From the entries below, work out the number of lines that hold the word "import", and give that number alone.

──────── Data records

PR #4123, opened 2022-06-23
Add PancakeRouter into contracts.ts

AndyJiangPro:
The code is self-explainary. Simply add missing pancake-related smart contract addresses into constants.


chefilip:
The `contracts.ts` is served within the FE scope only. It's not a document for all contracts. When FE uses it, we will add those contracts in. Therefore, I will close this PR for now.

Thanks for your contribution.

PR #4133, opened 2022-06-24
fix: Menu language

ChefMomota:


src/components/Menu/hooks/useMenuItems.ts
```diff
@@ -11,9 +11,7 @@ export const useMenuItems = (): ConfigMenuItemsType[] => {
   } = useTranslation()
   const menuItemsStatus = useMenuItemsStatus()
 
-  const menuItems = useMemo(() => {
-    return config(t, languageCode)
-  }, [t, languageCode])
+  const menuItems = config(t, languageCode)
```
chef-jojo, line 14: can you try to move this line under the useMemo below?

ChefMomota: Will have the same issue with the current one.

chef-jojo: so weird... the menuItems will not be memo at current, i'll handle it later

chef-jojo (approved):

src/components/Menu/hooks/useMenuItems.ts
memoyil: What was the issue ?

chef-jojo: @memoyil 
first load with other lang doesn't work on menu items. maybe we need to use lodash memoize
yet it's weird that the useMemo doesn't trigger when locale changed

memoyil: I think the root cause of the issue is related to translation function. Can you review this ? https://github.com/pancakeswap/pancake-frontend/pull/4135

PR #4135, opened 2022-06-24
fix: Refresh translation function on first load when other language selected

memoyil:


src/contexts/Localization/Provider.tsx
```diff
@@ -53,7 +56,7 @@ export const LanguageProvider: React.FC = ({ children }) => {
     }
 
     fetchInitialLocales()
-  }, [setState])
+  }, [setState, refresh])
```
chef-jojo, line 59: can remove `setState`

memoyil: Done

chef-jojo (approved):

PR #4201, opened 2022-07-05
feat: Perpetual link add light or dark mode

ChefMomota:


src/hooks/useTheme.ts
```diff
@@ -1,11 +1,26 @@
...
 import { ThemeContext as StyledThemeContext } from 'styled-components'
 import { useTheme as useNextTheme } from 'next-themes'
 
+const COOKIE_THEME_KEY = 'theme'
+
 const useTheme = () => {
   const { resolvedTheme, setTheme } = useNextTheme()
   const theme = useContext(StyledThemeContext)
-  return { isDark: resolvedTheme === 'dark', theme, setTheme }
+  const getThemeCookie = Cookie.get(COOKIE_THEME_KEY)
```
memoyil, line 11: why do we need cookie? afaik we have theme property in local storage

ChefMomota: Because when click perpetual button, the theme will not same as our side.

memoyil: 👍

src/hooks/useTheme.ts
```diff
@@ -1,11 +1,26 @@
...
+
+  if (!getThemeCookie) {
+    const themeValue = theme.isDark ? 'dark' : 'light'
+    Cookie.set(COOKIE_THEME_KEY, themeValue)
+  }
+
+  const handleSwitchTheme = (themeValue: 'light' | 'dark') => {
+    setTheme(themeValue)
+    Cookie.set(COOKIE_THEME_KEY, themeValue)
```
chefilip, line 20: Could you add error handle here in case cookie is full?

ChefMomota: Done

chefilip (approved):

PR #4209, opened 2022-07-05
fix: Bet results history displayed decimal amount and make it configurable

memoyil:
Bet result history shows 3 digit decimals instead of 4


chefilip:
Hmm. I think we could centralize decimal format logic of the `useConfig`  in a UI component or a hook. The current approach is hard to maintain.

chef-jojo (approved):

PR #4219, opened 2022-07-06
refactor: Fix potential null profile error and use memo

memoyil:


src/views/Pools/hooks/useProfileRequirement.ts
```diff
@@ -1,14 +1,21 @@
 import { useProfile } from 'state/profile/hooks'
 import { DeserializedPool } from 'state/types'
+import { useMemo } from 'react'
 
 export function useProfileRequirement(profileRequirement: DeserializedPool['profileRequirement']) {
-  const { profile, hasProfile } = useProfile()
+  const { profile, hasActiveProfile } = useProfile()
 
-  const notMeetRequired = profileRequirement && profileRequirement.required && (!hasProfile || !profile.isActive)
```
memoyil, line 7: Although it is not possible now, if hasProfile is true and profile is null, it will crash. It is better to use hasActiveProfile property which does this check internally

chefilip (approved):

PR #4232, opened 2022-07-07
fix: (prediction): Open round card shows wrong entered position after refresh

memoyil:
To reproduce:

1. Go to prediction
2. Bet down
3. Refresh the page
4. See it displays 'Up entered'

### DIFF
--- a/src/views/Predictions/components/RoundCard/OpenRoundCard.tsx
+++ b/src/views/Predictions/components/RoundCard/OpenRoundCard.tsx
@@ -175,7 +175,7 @@ const OpenRoundCard: React.FC<OpenRoundCardProps> = ({
                   {t('Enter DOWN')}
                 </Button>
               </>
-            ) : (
+            ) : enteredPosition ? (
               <>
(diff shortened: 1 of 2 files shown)


src/views/Predictions/components/RoundCard/OpenRoundCard.tsx
```diff
@@ -172,7 +179,7 @@ const OpenRoundCard: React.FC<OpenRoundCardProps> = ({
               <>
                 <div ref={targetRef}>
                   <Button disabled startIcon={getPositionEnteredIcon()} width="100%" mb="8px">
-                    {t('%position% Entered', { position: positionDisplay })}
+                    {t('%position% Entered', { position: enteredPosition })}
```
chefilip, line 182: For null value, what should we show here?

memoyil: Fixed

chefilip (dismissed):

PR #4233, opened 2022-07-07
fix: (prediction): Collect winnings button not displayed in bet results

memoyil:
To reproduce:

1. Go prediction history
2. Go to non claimed winning bets 
3. Expand the row
4. See colelct winnings button not displayed

### DIFF
--- a/src/views/Predictions/components/History/BetResult.tsx
+++ b/src/views/Predictions/components/History/BetResult.tsx
@@ -129,7 +129,7 @@ const BetResult: React.FC<BetResultProps> = ({ bet, result }) => {
         </Flex>
       </Flex>
       <StyledBetResult>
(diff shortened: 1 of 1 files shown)


src/views/Predictions/components/History/BetResult.tsx
```diff
@@ -128,7 +128,7 @@ const BetResult: React.FC<BetResultProps> = ({ bet, result }) => {
         </Flex>
       </Flex>
       <StyledBetResult>
-        {result === Result.WIN && !canClaim && (
+        {result === Result.WIN && canClaim && (
```
chefilip, line 131: CollecWinButton needs to pass canClaim. Are you sure this is a root cause?

chefilip (approved):

PR #4263, opened 2022-07-12
feat: Make disabling zap from prompt easier

ChefMomota:


src/views/AddLiquidity/index.tsx
```diff
@@ -84,6 +85,12 @@ export default function AddLiquidity() {
   const currencyA = useCurrency(currencyIdA)
   const currencyB = useCurrency(currencyIdB)
 
+  useEffect(() => {
+    if (zapMode !== temporarilyZapMode) {
+      setTemporarilyZapMode(zapMode)
+    }
+  }, [zapMode, temporarilyZapMode, setTemporarilyZapMode])
```
chef-jojo, line 92: when zapMode is true and temporarilyZapMode is false
it will set temporarilyZapMode back to true?

src/views/AddLiquidity/index.tsx
```diff
@@ -73,6 +73,7 @@ export default function AddLiquidity() {
   const tokens = serializeTokens()
 
   const [zapMode] = useZapModeManager()
+  const [temporarilyZapMode, setTemporarilyZapMode] = useState(zapMode)
```
chef-jojo, line 76: please avoid a useState default value is another state.
how about this
`const [temporarilyDisableZapMode, setTemporarilyDisableZapMode] = useState(false)`

to know if zapMode is on
check `!!zapModa || !temporarilyDisableZapMode`

chef-jojo (dismissed):

chef-jojo (approved):

PR #4270, opened 2022-07-13
feat: Prompt Zap is available

ChefMomota:


src/views/AddLiquidity/index.tsx
```diff
@@ -472,6 +474,13 @@ export default function AddLiquidity() {
     'zapInModal',
   )
 
+  const handleEnableZap = () => {
+    if (!zapMode) {
+      toggleZapMode(!zapMode)
+      toastInfo(t('Info'), t('Zap has been enabled temporarily.'))
```
chef-jojo, line 480: should have another state if it is temporarily enabled

chef-jojo (approved):

Issue #51636, opened 2023-09-12
[Console]  strlen(): Argument #1 ($string) must be of type string, array given 


issamkhadiri1989:
### Symfony version(s) affected

6.3.4

### Description

Hello, 

When using a tag with some additional attribute of type array, I got error 

```
[TypeError]
strlen(): Argument #1 ($string) must be of type string, array given
```

### How to reproduce

With the config bellow

```
  App\Mail\SmtpTransport:
    arguments: ['%kernel.project_dir%']
    tags:
      - { name: 'app.mail_transport', alias: 'smtp'}

  App\Mail\SendmailTransport:
    tags:
      - { name: 'app.mail_transport', alias: ['sendmail', 'mail'] }
```

Try to debug the tag using the `php bin/console debug:container --tag=app.mail_transport` 

### Possible Solution

In the file [https://github.com/symfony/framework-bundle/blob/6.3/Console/Descriptor/TextDescriptor.php#L212](https://github.com/symfony/framework-bundle/blob/6.3/Console/Descriptor/TextDescriptor.php#L212)

first need to check whether the `$value` is a type of array.

PR #51669, opened 2023-09-15
[FrameworkBundle] Handle tags array attributes in descriptors

fancyweb:
| Q             | A
| ------------- | ---
| Branch?       | 6.3
| Bug fix?      | yes
| New feature?  | no
| Deprecations? | no
| Tickets       | https://github.com/symfony/symfony/issues/51636
| License       | MIT
| Doc PR        | -

Targeting 6.3 since array attributes are only possible in tags since 6.2.

### DIFF
--- a/src/Symfony/Bundle/FrameworkBundle/Console/Descriptor/MarkdownDescriptor.php
+++ b/src/Symfony/Bundle/FrameworkBundle/Console/Descriptor/MarkdownDescriptor.php
@@ -254,7 +254,7 @@ class MarkdownDescriptor extends Descriptor
                 foreach ($tagData as $parameters) {
                     $output .= "\n".'- Tag: `'.$tagName.'`';
                     foreach ($parameters as $name => $value) {
-                        $output .= "\n".'    - '.ucfirst($name).': '.$value;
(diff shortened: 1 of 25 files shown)


src/Symfony/Bundle/FrameworkBundle/Console/Descriptor/MarkdownDescriptor.php
```diff
@@ -254,7 +254,7 @@ protected function describeContainerDefinition(Definition $definition, array $op
                 foreach ($tagData as $parameters) {
                     $output .= "\n".'- Tag: `'.$tagName.'`';
                     foreach ($parameters as $name => $value) {
-                        $output .= "\n".'    - '.ucfirst($name).': '.$value;
+                        $output .= "\n".'    - '.ucfirst($name).': '.(\is_array($value) ? $this->formatParameter($value) : $value);
```
fancyweb, line 257: We can't do a simple explode because we allow array of array of array etc. So I think it's alright to reuse the formatParameter method (see tests for example output).

nicolas-grekas:
Thank you @fancyweb.

PR #51670, opened 2023-09-15
[SecurityBundle] Throw on using both "id" and "migrate_from" option in hasher config

ogizanagi:
| Q             | A
| ------------- | ---
| Branch?       | 6.4 
| Bug fix?      | no
| New feature?  | yes 
| Deprecations? | no 
| Tickets       | N/A... 
| License       | MIT
| Doc PR        | N/A

I stumbled upon this DX issue lately when trying to define **a custom hasher service** while handling password migration with a legacy one using `migrate_from`.

Such a config:

```yml
security:
    # https://symfony.com/doc/current/security.html#registering-the-user-hashing-passwords
    password_hashers:
        legacy: md5
        App\User\Identity:
            id: App\Security\CustomHasher
            migrate_from:
                - legacy
```

will not indicate any issue to the developper, while the `migrate_from` is completely ignored and will not wrap the `CustomHasher` into a `MigratingPasswordHasher` with the `legacy` extra hasher ; which means the password migration will not work as expected.

➜ This PR suggests to throw a configuration exception with a hint regarding this.

Perhaps it would be great to make this possible for Symfony 7.1?


src/Symfony/Bundle/SecurityBundle/DependencyInjection/MainConfiguration.php
```diff
@@ -435,6 +435,10 @@ private function addPasswordHashersSection(ArrayNodeDefinition $rootNode): void
                         ->canBeUnset()
                         ->performNoDeepMerging()
                         ->beforeNormalization()->ifString()->then(fn ($v) => ['algorithm' => $v])->end()
+                        ->validate()
+                            ->ifTrue(fn ($v) => isset($v['migrate_from'], $v['id']) && 0 !== \count($v['migrate_from']))
+                            ->thenInvalid('You cannot use "migrate_from" when using a custom service id.')
```
stof, line 440: As it was silently ignored before, it would be better to trigger a deprecation than throwing an error, to avoid breaking projects in 6.4

chalasr:
What issue could arise if we just make it work as a bugfix instead?

ogizanagi:
> What issue could arise if we just make it work as a bugfix instead?

@chalasr : Do you mean applying this patch to lower branches as well, or making the configuration work with custom hasher ids?

src/Symfony/Bundle/SecurityBundle/DependencyInjection/MainConfiguration.php
ogizanagi: Since it would mean such projects are configured in a way the developers think it'll handle the password migration properly, but is not, making them aware of the issue the hard way during upgrade might be better? 

The fix for removing this exception is straightforward enough, unless this config is hidden somehow in a dependency or whatever (but I would expect the issue would have been already spotted in such a case).

chalasr:
@ogizanagi I mean making it work as it is the expected behavior to me. Even if we just didn’t think about it, if making it work doesn’t have much potential to break userland code then I think we should do it instead of deprecating to make it work later.

ogizanagi:
@chalasr : Alright, done in https://github.com/symfony/symfony/pull/51686

PR #51674, opened 2023-09-16
[Scheduler] Match next run timezone with "from" timezone

valtzu:
| Q             | A
| ------------- | ---
| Branch?       | 6.3
| Bug fix?      | yes
| New feature?  | no
| Deprecations? | no
| License       | MIT

As discussed in https://github.com/symfony/symfony/pull/51651#discussion_r1326994462, when a datetime object is created from unix timestamp, the timezone constructor argument is ignored as demonstrated in https://onlinephp.io/c/b07d1 and also mentioned in [PHP documentation](https://www.php.net/manual/en/datetime.construct.php#refsect1-datetime.construct-parameters):

> The $timezone parameter and the current timezone are ignored when the $datetime parameter either is a UNIX timestamp (e.g. @946684800) or specifies a timezone (e.g. 2010-01-28T15:00:00+02:00).

This change shouldn't break any existing logic, given the places where this time is used already include timezone in the date format string.

### Changes in effect

```diff
  ------------- ------------------------------------ --------------------------- 
   Message       Trigger                              Next Run                   
  ------------- ------------------------------------ --------------------------- 
-  TestMessage   PeriodicalTrigger: every 2 seconds   2023-09-16T15:54:46+00:00  
+  TestMessage   PeriodicalTrigger: every 2 seconds   2023-09-16T18:54:46+03:00  
  ------------- ------------------------------------ --------------------------- 
```

### DIFF
--- a/src/Symfony/Component/Scheduler/Tests/Trigger/PeriodicalTriggerTest.php
+++ b/src/Symfony/Component/Scheduler/Tests/Trigger/PeriodicalTriggerTest.php
@@ -23,9 +23,9 @@ class PeriodicalTriggerTest extends TestCase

────────────────

**Output for this task**
5